Furthermore, a worthwhile research topic is the function of blockchain in smart cities. By lowering dependency on centralized authority, blockchain-based solutions can enhance IoT security, data integrity, and decentralized identity management. By automating transactions in urban infrastructure, smart contracts can improve efficiency in domains like digital identity verification, energy trading, and transportation management. Future research should examine how blockchain may be integrated with AI and IoT to create autonomous, tamper-proof smart city ecosystems that improve security and transparency.

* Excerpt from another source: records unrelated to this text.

PR #319, opened 2024-10-29
Add batch decoding support to CUDA

ahmadsharif1:
1. Allocate a batch tensor on the correct device. When cuda is passed in it uses that now.
2. Pass in the batch tensor's view to the color conversion function `convertAVFrameToDecodedOutputOnCuda()`.
3. Add a test to test frame contents.
4. Added a TODO to eventually merge preAllocatedOutputTesnor into RawDecodedOutput because it doesn't make sense to pass in two output data pointers.
5. Add device to VideoDecoder class
6. Update sampler benchmark to take in device and video arguments from the commandline

Sampler benchmark results:

```
CPU:
python benchmarks/samplers/benchmark_samplers.py --device=cpu
----------
num_clips = 1
clips_at_random_indices     med = 23.16ms +- 16.18  med fps = 431.8
clips_at_regular_indices    med = 5.67ms +- 0.43  med fps = 1764.3
clips_at_random_timestamps  med = 22.54ms +- 16.21  med fps = 443.7
clips_at_regular_timestamps med = 7.46ms +- 5.66  med fps = 1339.7
----------
num_clips = 50
clips_at_random_indices     med = 2400.86ms +- 803.05  med fps = 208.3
clips_at_regular_indices    med = 1343.50ms +- 288.18  med fps = 372.2
clips_at_random_timestamps  med = 1170.24ms +- 727.77  med fps = 427.3
clips_at_regular_timestamps med = 950.92ms +- 294.30  med fps = 515.3

CUDA:
python benchmarks/samplers/benchmark_samplers.py --device=cuda:0
----------
num_clips = 1
[AVHWDeviceContext @ 0x8793680] Using current CUDA context.
clips_at_random_indices     med = 245.46ms +- 116.64  med fps = 40.7
clips_at_regular_indices    med = 284.49ms +- 39.86  med fps = 35.2
clips_at_random_timestamps  med = 264.93ms +- 115.74  med fps = 37.7
clips_at_regular_timestamps med = 283.26ms +- 9.99  med fps = 35.3
----------
num_clips = 50
[AVHWDeviceContext @ 0x8d0d680] Using current CUDA context.
clips_at_random_indices     med = 308.00ms +- 104.52  med fps = 1623.4
clips_at_regular_indices    med = 286.54ms +- 12.69  med fps = 1744.9
clips_at_random_timestamps  med = 368.12ms +- 105.73  med fps = 1358.3
clips_at_regular_timestamps med = 285.32ms +- 13.19  med fps = 1717.4
```

CUDA is only worth it for lots of decoding (and could win at throughput) and potentially for higher resolution videos.

Also interestingly enough the variability in CUDA is quite low.

### DIFF
--- a/benchmarks/samplers/benchmark_samplers.py
+++ b/benchmarks/samplers/benchmark_samplers.py
@@ -1,3 +1,4 @@
+import argparse
 from pathlib import Path
 from time import perf_counter_ns
 
@@ -45,8 +46,7 @@ def report_stats(times, num_frames, unit="ms"):
     return med, fps
 
 
-def sample(sampler, **kwargs):
-    decoder = VideoDecoder(VIDEO_PATH)
+def sample(decoder, sampler, **kwargs):
     return sampler(
         decoder,
         num_frames_per_clip=10,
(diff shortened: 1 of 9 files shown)


src/torchcodec/decoders/_core/VideoDecoder.cpp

Future studies should investigate blockchain-based solutions for decentralized smart city frameworks, privacy-enhancing technologies for safe data management, and AI-driven governance for intelligent decision-making. In order to ensure that smart cities live up to their promise of improving urban living while protecting privacy and security, academics can help create more secure, effective, and resilient IoT-powered urban environments by tackling these issues.
Conclusions
In conclusion, this survey article has explored various aspects of IoT-based smart cities, focusing on their primary components, applications, and challenges. We investigated the diverse landscape of smart homes, health, industry, energy, infrastructure, city services, agriculture, and waste management within the framework of IoT. Additionally, we delved into the crucial role of AI in enhancing IoT capabilities and examined various sensing technologies and wireless communication methods vital for smart city implementations.
Furthermore, this study presented real-world synergies and case studies from cities like Masdar City in Abu Dhabi, New York, Copenhagen, Singapore, Fujisawa, and Kashiwa-no-ha in Japan. While highlighting the promising advancements, we also addressed the primary challenges associated with adopting IoT in smart cities, including security issues, big data management, networking concerns, and governance issues. Recognizing the importance of overcoming these challenges, we outlined potential limitations and proposed future research directions. This survey acknowledges the critical need to address security and privacy concerns, ensure data integrity, and establish standards for global IoT implementations.